> [THE PROBLEM]
Which lines below contain the word "opened"? Copy each one.

** MATERIALS PROVIDED follows **

PR #1012, opened 2026-04-08
`clarifai pipeline run --dev`

rizzip:
### Why

* Allow simpler testing for pipeline development, isolated from mainline pipeline objects but leveraging full orchestration rather than local execution

### How

* Added `--dev` flag to `clarifai pipeline run` to upload local code to an ephemeral `{pipeline_id}-dev` pipeline before running; only changed steps are re-uploaded using hash-based change detection
* Added optional positional `PATH` argument to `clarifai pipeline run` for specifying a pipeline directory or config file (prefers `config-lock.yaml`, falls back to `config.yaml`)
* Cleaned up logs for `clarifai pipeline run`

### Tests

*

### Notes

* https://clarifai.atlassian.net/browse/PR-1346

### DIFF
--- a/clarifai/cli/pipeline.py
+++ b/clarifai/cli/pipeline.py
@@ -297,17 +297,19 @@ def run(
                 argo_args_override=resources_pb2.ArgoArgsOverride(parameters=parameters)
             )
 
-    if monitor:
-        # Monitor existing pipeline run instead of starting new one
-        result = pipeline.monitor_only(timeout=timeout, monitor_interval=monitor_interval)
-    else:
-        # Start new pipeline run and monitor it
-        result = pipeline.run(
-            timeout=timeout,
-            monitor_interval=monitor_interval,
-            input_args_override=input_args_override,
-        )
-    click.echo(json.dumps(result, indent=2, default=str))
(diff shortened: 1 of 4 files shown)


clarifai/cli/pipeline.py
```diff
@@ -375,17 +413,19 @@ def run(
...
-        # Monitor existing pipeline run instead of starting new one
-        result = pipeline.monitor_only(timeout=timeout, monitor_interval=monitor_interval)
-    else:
-        # Start new pipeline run and monitor it
-        result = pipeline.run(
-            timeout=timeout,
-            monitor_interval=monitor_interval,
-            input_args_override=input_args_override,
-        )
-    click.echo(json.dumps(result, indent=2, default=str))
```
ackizilkale, line 388: did you remove this intentionally?

ackizilkale (approved):
lgtm. I was just curious about one log you removed. If not important all good.

clarifai/cli/pipeline.py
rizzip: Yes, the json was polluting the output imo.

PR #1013, opened 2026-04-09
Add clarifai pipeline local-run to run pipeline steps locally in Docker 

christineyu123:
Adds `clarifai pipeline local-run` command to run a pipeline step's pipeline_step.py locally in a Docker container. Minimum implementation that reuses existing `model serve --mode container` implementation pattern.
                                                                                                                                                                
  1. Only supports `--mode container` (default, no other modes). Usage: `clarifai pipeline local-run ./my-step` or `clarifai pipeline local-run ./my-step --mode container`
  2. Points at a specific pipeline step directory (containing config.yaml, requirements.txt, 1/pipeline_step.py), builds a Docker image, runs pipeline_step.py with all default values 
  3. Further pipeline local testing including end-to-end Argo workflow integration is not considered for this PR. We will consider in future if there is real need.

### DIFF
--- a/tests/runners/dummy_pipeline_step/1/pipeline_step.py
+++ b/tests/runners/dummy_pipeline_step/1/pipeline_step.py
@@ -1,0 +1,4 @@
+"""Dummy pipeline step for testing local-run."""
+
+print("Pipeline step started")
+print("Pipeline step completed successfully")
--- a/tests/runners/dummy_pipeline_step/1/pipeline_step.py
+++ b/tests/runners/dummy_pipeline_step/1/pipeline_step.py
@@ -1,17 +1,18 @@
-"""Dummy pipeline step matching the default clarifai pipelinestep init template."""
+"""Dummy pipeline step matching the default from clarifai pipeline init."""
 
 import argparse
 
+from clarifai.utils.logging import logger
+
 
 def main():
-    parser = argparse.ArgumentParser(description='Dummy pipeline step.')
-    parser.add_argument('--param_a', type=str, required=True, help='First parameter')
-    parser.add_argument('--param_b', type=str, default='default_b', help='Second parameter')
+    parser = argparse.ArgumentParser(description='dummy-pipeline-step processing step.')
+    parser.add_argument('--input_text', type=str, required=True, help='Text input for processing')
 
     args = parser.parse_args()
 
-    print(f"Pipeline step started: param_a={args.param_a}, param_b={args.param_b}")
-    print("Pipeline step completed successfully")
+    # TODO: Implement your pipeline step logic here
+    logger.info(f"dummy-pipeline-step processed: {args.input_text}")
 
 
 if __name__ == "__main__":
--- a/tests/runners/dummy_pipeline_step/1/pipeline_step.py
+++ b/tests/runners/dummy_pipeline_step/1/pipeline_step.py
@@ -1,4 +1,18 @@
-"""Dummy pipeline step for testing local-run."""
+"""Dummy pipeline step matching the default clarifai pipelinestep init template."""
 
-print("Pipeline step started")
-print("Pipeline step completed successfully")
+import argparse
+
+
+def main():
+    parser = argparse.ArgumentParser(description='Dummy pipeline step.')
+    parser.add_argument('--param_a', type=str, required=True, help='First parameter')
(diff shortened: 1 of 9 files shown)


rizzip:
@christineyu123 thoughts re: `clarifai pipeline local-run` vs `clarifai pipeline run --local`? Additionally, as this is only supports running of a pipeline step, should this be a subcommand of `pipeline` or `pipelinestep`?

phatvo9:
@christineyu123 Just curious if we can specify GPU IDs in CLI? e.g., 0–1 are busy, I want to use 2–3 and I don't want to change python code.

christineyu123:
> @christineyu123 thoughts re: `clarifai pipeline local-run` vs `clarifai pipeline run --local`? Additionally, as this is only supports running of a pipeline step, should this be a subcommand of `pipeline` or `pipelinestep`?

@rizzip I was hesitating with local-run vs --local, but to be more consistent with updated model CLI, we use either `clarifai model local-runner` or `clarifai model serve` for running the model locally, I guess clarifai pipeline local-run is ok?

Also, I was thinking if worth to use switch pipelinestep, but since most of the CLI is starting with `clarifai pipeline xxx` I feel it is ok to keep it there for easier maintenance and retrieval. 

What do you think?

christineyu123:
> @christineyu123 Just curious if we can specify GPU IDs in CLI? e.g., 0–1 are busy, I want to use 2–3 and I don't want to change python code.

I did not add any ENV or extra flags in this PR: 1) I was trying to limit the scope without too many other flags 2) From discission with Nitin, if in future we want to have a more "integrated" local runner version including the full parameter passing and env setup, we should do it with argoworkflow simulation e.g. passing them e.g. CUDA devices as ENV as if we are launching real pipeline pods. Hence, I did not include this customization in this PR.

Is it Ok?

rizzip:
@christineyu123 

> @rizzip I was hesitating with local-run vs --local, but to be more consistent with updated model CLI, we use either clarifai model local-runner or clarifai model serve for running the model locally, I guess clarifai pipeline local-run is ok?

I'm sure it works, it's just semantically off since `clarifai pipeline ...` usually handles the pipelines objects, which can be multi-step, but this `local-run` command doesn't run the pipeline, but rather a single step. If the `clarifai pipeline ...` commands accept a pipeline directory / config, then `clarifai pipeline local-run` is inconsistent.

> Also, I was thinking if worth to use switch pipelinestep, but since most of the CLI is starting with clarifai pipeline xxx I feel it is ok to keep it there for easier maintenance and retrieval.

I think there was some thought to flattening the command structure, but I would think that a local run of a pipeline step should be attached to `clarifai pipelinestep` because that is the object under test.

christineyu123:
> @christineyu123
> 
> > @rizzip I was hesitating with local-run vs --local, but to be more consistent with updated model CLI, we use either clarifai model local-runner or clarifai model serve for running the model locally, I guess clarifai pipeline local-run is ok?
> 
> I'm sure it works, it's just semantically off since `clarifai pipeline ...` usually handles the pipelines objects, which can be multi-step, but this `local-run` command doesn't run the pipeline, but rather a single step. If the `clarifai pipeline ...` commands accept a pipeline directory / config, then `clarifai pipeline local-run` is inconsistent.
> 
> > Also, I was thinking if worth to use switch pipelinestep, but since most of the CLI is starting with clarifai pipeline xxx I feel it is ok to keep it there for easier maintenance and retrieval.
> 
> I think there was some thought to flattening the command structure, but I would think that a local run of a pipeline step should be attached to `clarifai pipelinestep` because that is the object under test.

Yes, after some more thoughts and the pipeline's objects issues are definitely valid. I will make refactoring and let you know once fixed with  `clarifai pipelinestep`! Thanks

tests/runners/dummy_pipeline_step/1/pipeline_step.py
rizzip, line 1: This file does not resemble the default from `clarifai pipeline init` (no arguments at all). The default template has 1 required arg, which fails to run locally, and any required arguments will cause a failure.

rizzip (changes requested):
@christineyu123 local run does not work with the default from `clarifai pipeline init` due to a required argument. Recommend updating the test cases and allowing argument passthrough (e.g., `clarifai pipelinestep local-run PATH -- STEP_ARGS`)

rizzip (approved):

PR #960, opened 2026-02-21
CLI improvement

luv-bansal:
## Pull request overview

This PR modernizes and expands the Clarifai CLI experience around auth/config management and model workflows (init/serve/upload/deploy), while adding offline-friendly embedded toolkit templates and substantially expanding test coverage for the updated CLI flows.

PR #1018, opened 2026-04-20
validate private HuggingFace repos with token   

christineyu123:
The two-step HF validation added in #960 (2026-03-04) does an anonymous probe first, then retries with the  
  user's token only when the reason is "gated_no_token". But HuggingFace returns RepositoryNotFoundError →
  "not_found" for private repos to anonymous callers (to avoid leaking their existence), so private repos     
  never got the retry and failed with a misleading "not found" error — even when the user had a valid token
  with access.                                                                                                
                                                                                                              
  This PR expands the retry branch to also handle "not_found", so private HF repos resolve correctly via      
  HF_TOKEN or checkpoints.hf_token. Truly missing repos still raise the "not found" error once the
  token-authenticated probe also fails. Updated one existing test and added a new                             
  test_validate_config_private_repo_retries_with_token to cover the private-repo path.

### DIFF
--- a/clarifai/runners/models/model_builder.py
+++ b/clarifai/runners/models/model_builder.py
@@ -692,8 +692,9 @@ class ModelBuilder:
                 if has_access:
                     # Public repo — no token needed anywhere.
                     pass
-                elif reason == "gated_no_token":
-                    # Repo requires auth. Validate with the available token.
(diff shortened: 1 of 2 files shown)


luv-bansal (approved):
Looks good

PR #1019, opened 2026-04-22
[PR-1309] add sglang cancellation

phatvo9:
### What

Add sglang openai class + cancellation

### Tests
* Manual tests via local runner
* Mock tests


christineyu123:
Looks good! What I would suggest is if you can find a model that you are currently hardcoding the cancellation, and try replace model.py using this PR's model class and see if def generate()/openai_stream_support(), etc. are still working. Especially the token count and pricing are still good. To ensure nothing wrong if future models start to inherit that .

christineyu123 (approved):

PR #1024, opened 2026-04-27
Re-pin deployment desired_worker to current model_version on serve

ackizilkale:
When `clarifai model serve` reuses an existing deployment, the patch silently failed for two reasons:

** End of MATERIALS PROVIDED **

> [TASK ANSWER]
PR #1012, opened 2026-04-08
PR #1013, opened 2026-04-09
PR #960, opened 2026-02-21
PR #1018, opened 2026-04-20
PR #1019, opened 2026-04-22
PR #1024, opened 2026-04-27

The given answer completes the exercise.